◆ **THE TASK**: The required result is the exact run of lines beginning at the one containing "Found one blocking" and ending at the last line of the entries.

(Beginning of LISTED RECORDS)

PR #98, opened 2026-05-26
feat: print new transfer product state

nina-dk:


Knorcedger (commented):
Found one blocking issue:

- `lastEditStatus: 'TRANSFERRED'` products can still be filtered out before this new print branch runs. In `printOrder`, edit orders first reduce `productsToPrint` to products whose `updateStatus` includes `NEW` or `UPDATED`. If a transferred product keeps `updateStatus` as `INITIAL`/`UNCHANGED` and only sets `lastEditStatus: 'TRANSFERRED'`, it is skipped and an edit containing only transferred products exits as “No NEW or UPDATED products to print”. The edit filter should also keep transferred products (and the skip reason may need updating).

(End of LISTED RECORDS)

◆ **REPLY TO THE TASK**:
Found one blocking issue:

- `lastEditStatus: 'TRANSFERRED'` products can still be filtered out before this new print branch runs. In `printOrder`, edit orders first reduce `productsToPrint` to products whose `updateStatus` includes `NEW` or `UPDATED`. If a transferred product keeps `updateStatus` as `INITIAL`/`UNCHANGED` and only sets `lastEditStatus: 'TRANSFERRED'`, it is skipped and an edit containing only transferred products exits as “No NEW or UPDATED products to print”. The edit filter should also keep transferred products (and the skip reason may need updating).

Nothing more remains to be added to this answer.